START The input

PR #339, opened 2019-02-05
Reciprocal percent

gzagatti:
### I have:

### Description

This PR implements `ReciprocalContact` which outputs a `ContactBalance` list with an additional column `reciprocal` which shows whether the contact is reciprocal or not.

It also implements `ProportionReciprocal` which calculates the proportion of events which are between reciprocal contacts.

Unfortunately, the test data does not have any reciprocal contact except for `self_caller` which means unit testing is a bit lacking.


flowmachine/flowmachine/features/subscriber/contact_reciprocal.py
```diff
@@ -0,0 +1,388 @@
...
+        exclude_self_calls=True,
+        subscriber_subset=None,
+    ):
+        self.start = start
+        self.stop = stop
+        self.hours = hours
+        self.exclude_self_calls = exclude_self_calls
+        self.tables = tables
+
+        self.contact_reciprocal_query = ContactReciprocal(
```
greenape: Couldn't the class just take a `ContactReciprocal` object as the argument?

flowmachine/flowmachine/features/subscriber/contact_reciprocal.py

END The input
START The input

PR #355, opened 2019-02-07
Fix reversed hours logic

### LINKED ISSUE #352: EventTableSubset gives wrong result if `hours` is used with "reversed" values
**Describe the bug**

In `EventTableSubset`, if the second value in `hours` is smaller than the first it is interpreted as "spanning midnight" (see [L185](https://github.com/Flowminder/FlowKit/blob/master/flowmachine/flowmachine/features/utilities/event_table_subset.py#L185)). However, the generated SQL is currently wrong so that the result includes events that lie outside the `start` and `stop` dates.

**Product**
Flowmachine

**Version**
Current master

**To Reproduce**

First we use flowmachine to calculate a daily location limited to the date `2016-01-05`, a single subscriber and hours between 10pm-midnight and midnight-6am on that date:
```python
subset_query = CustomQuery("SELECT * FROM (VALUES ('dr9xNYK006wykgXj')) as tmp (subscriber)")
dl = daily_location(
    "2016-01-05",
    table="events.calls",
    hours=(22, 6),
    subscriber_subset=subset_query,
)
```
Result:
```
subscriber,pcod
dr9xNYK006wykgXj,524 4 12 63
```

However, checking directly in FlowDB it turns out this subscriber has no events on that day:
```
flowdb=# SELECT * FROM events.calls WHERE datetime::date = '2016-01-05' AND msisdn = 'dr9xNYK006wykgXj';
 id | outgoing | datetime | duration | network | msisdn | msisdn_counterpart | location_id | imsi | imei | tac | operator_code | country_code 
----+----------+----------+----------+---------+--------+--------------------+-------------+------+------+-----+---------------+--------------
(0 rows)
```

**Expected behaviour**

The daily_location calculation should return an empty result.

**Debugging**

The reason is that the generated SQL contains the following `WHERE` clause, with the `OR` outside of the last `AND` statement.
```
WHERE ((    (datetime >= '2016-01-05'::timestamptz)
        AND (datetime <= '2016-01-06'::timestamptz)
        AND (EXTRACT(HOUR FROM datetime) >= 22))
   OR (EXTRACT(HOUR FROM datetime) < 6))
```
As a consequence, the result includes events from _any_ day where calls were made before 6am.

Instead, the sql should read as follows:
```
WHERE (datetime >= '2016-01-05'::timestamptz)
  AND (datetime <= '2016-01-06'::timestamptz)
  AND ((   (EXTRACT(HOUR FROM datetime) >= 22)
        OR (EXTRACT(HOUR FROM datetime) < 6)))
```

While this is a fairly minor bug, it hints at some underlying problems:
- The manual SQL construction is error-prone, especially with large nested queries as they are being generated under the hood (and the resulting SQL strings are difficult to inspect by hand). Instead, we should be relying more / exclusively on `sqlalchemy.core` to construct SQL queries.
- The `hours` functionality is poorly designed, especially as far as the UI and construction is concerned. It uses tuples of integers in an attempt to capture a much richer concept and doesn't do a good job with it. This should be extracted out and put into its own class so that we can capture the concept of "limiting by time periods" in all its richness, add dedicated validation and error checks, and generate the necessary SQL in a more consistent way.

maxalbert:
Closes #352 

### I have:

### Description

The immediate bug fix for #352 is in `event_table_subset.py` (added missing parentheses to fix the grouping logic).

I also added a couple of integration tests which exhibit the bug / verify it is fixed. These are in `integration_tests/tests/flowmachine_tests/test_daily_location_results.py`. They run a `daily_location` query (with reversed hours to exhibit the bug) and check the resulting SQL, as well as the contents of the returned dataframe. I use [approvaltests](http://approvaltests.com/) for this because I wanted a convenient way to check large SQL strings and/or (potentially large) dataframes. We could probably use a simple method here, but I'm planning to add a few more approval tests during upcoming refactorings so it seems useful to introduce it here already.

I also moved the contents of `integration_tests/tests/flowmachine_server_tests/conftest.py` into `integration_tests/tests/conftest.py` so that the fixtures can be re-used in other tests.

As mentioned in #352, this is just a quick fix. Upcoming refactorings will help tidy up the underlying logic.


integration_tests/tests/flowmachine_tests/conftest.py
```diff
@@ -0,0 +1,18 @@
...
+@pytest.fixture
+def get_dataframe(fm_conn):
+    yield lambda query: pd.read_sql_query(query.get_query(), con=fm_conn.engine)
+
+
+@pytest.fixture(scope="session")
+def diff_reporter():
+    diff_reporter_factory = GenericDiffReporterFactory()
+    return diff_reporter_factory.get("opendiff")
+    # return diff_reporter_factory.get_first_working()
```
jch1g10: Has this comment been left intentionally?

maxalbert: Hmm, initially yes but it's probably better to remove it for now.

END The input
START The input

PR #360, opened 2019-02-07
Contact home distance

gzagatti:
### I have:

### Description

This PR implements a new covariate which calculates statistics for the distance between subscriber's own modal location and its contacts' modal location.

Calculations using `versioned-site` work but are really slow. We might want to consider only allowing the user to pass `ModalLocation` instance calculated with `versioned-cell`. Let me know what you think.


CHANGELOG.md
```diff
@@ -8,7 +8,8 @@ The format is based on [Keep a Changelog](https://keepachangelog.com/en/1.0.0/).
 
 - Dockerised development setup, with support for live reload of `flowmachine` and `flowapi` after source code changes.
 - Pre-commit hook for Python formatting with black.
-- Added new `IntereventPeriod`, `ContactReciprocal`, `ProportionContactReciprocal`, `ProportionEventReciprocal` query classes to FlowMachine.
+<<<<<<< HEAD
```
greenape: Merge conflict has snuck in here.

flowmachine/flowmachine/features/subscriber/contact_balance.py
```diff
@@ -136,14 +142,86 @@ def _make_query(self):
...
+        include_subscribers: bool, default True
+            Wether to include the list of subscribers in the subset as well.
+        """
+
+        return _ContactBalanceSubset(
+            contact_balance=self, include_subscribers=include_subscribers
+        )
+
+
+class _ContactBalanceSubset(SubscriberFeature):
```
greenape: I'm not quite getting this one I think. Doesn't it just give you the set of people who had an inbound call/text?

END The input

Problem to work on: The lines above, starting at the one with "It also implements" and ending at the one with "greenape: Couldn't the", are the only ones to return, exactly as written.

Task solution:
It also implements `ProportionReciprocal` which calculates the proportion of events which are between reciprocal contacts.

Unfortunately, the test data does not have any reciprocal contact except for `self_caller` which means unit testing is a bit lacking.


flowmachine/flowmachine/features/subscriber/contact_reciprocal.py
```diff
@@ -0,0 +1,388 @@
...
+        exclude_self_calls=True,
+        subscriber_subset=None,
+    ):
+        self.start = start
+        self.stop = stop
+        self.hours = hours
+        self.exclude_self_calls = exclude_self_calls
+        self.tables = tables
+
+        self.contact_reciprocal_query = ContactReciprocal(
```
greenape: Couldn't the class just take a `ContactReciprocal` object as the argument?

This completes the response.